Tussenkomst huurder parkeerplaatsen in onteigening

Huurder 3B Exclusief vordert dat haar wordt toegestaan in de onteigeningszaak van de gemeente tegen Grondeigenaar Urbi tussen te komen. Zij stelt dat zij daar als huurder van een deel van het te onteigenen perceelsgedeelte met grondplannummer 1 belang bij heeft.

De gemeente heeft geen bezwaar tegen de tussenkomst van 3B Exclusief als huurder van tien parkeerplaatsen op het te onteigenen perceelsgedeelte met grondplannummer 1. De gemeente verzet zich echter tegen de verzochte tussenkomst van 3B Exclusief als huurder van “een deel van het perceelsgedeelte”. Daartoe voert de gemeente aan dat 3B Exclusief niet expliciteert om welk deel van het te onteigenen perceelsgedeelte het precies gaat.

Urbi Investment refereert zich aan het oordeel van de rechtbank.

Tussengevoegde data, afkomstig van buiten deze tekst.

PR #2, opened 2016-05-18
Create readme

briri:
Added an initial README file

### DIFF
--- a/README.md
+++ b/README.md
@@ -1,0 +1,15 @@
+h2. DMP Roadmap
+
+h4. Current Release
+v.0.1.0
+
+h4. Summary
+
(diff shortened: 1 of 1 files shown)


mxsstrong:
I see that we are testing here, but we should ensure that merges have helpful messages attached to them.  For example merge <source branch> into <target branch> .  Can you add a message to these merges?

Marisa

briri:
Agreed. 

The message was in part due to 'squashing' the pull request into one commit. Github puts a link to the original commit messages, #2 and #3, in this case. It will be good practice to explain what is being merged to which branch and to re-summarize the changes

Op grond van (het per 1 januari 2024 vervallen) artikel 3 lid 2 Onteigeningswet (hierna: Ow), gelezen in samenhang met artikel 4.4 van de Invoeringswet Omgevingswet, kunnen derde belanghebbenden, waaronder huurders, verzoeken om tussenkomst in een onteigeningsprocedure. Het derde lid van artikel 3 Ow voegt hieraan toe dat tussenkomst niet wordt toegelaten als de gestelde hoedanigheid van de derde belanghebbende wordt betwist.

Niet in geschil is dat 3B Exclusief als huurder van de hiervoor bedoelde tien parkeerplaatsen belanghebbende is in de zin van artikel 3 lid 2 Ow. Dat is voldoende voor toewijzing van de incidentele vordering. De opmerking van de gemeente doet daar niet aan af en daarover kan voor zover nodig verder worden gedebatteerd in de hoofdzaak.

De conclusie is dat de incidentele vordering moet worden toegewezen.

Rechtbank Rotterdam 19-02/25 inzake Rotterdam (ECLI:NL:RBROT:2025:2332)

Noot: Sjoerd van Hoogmoed is één van de rechtbankdeskundigen in deze zaak.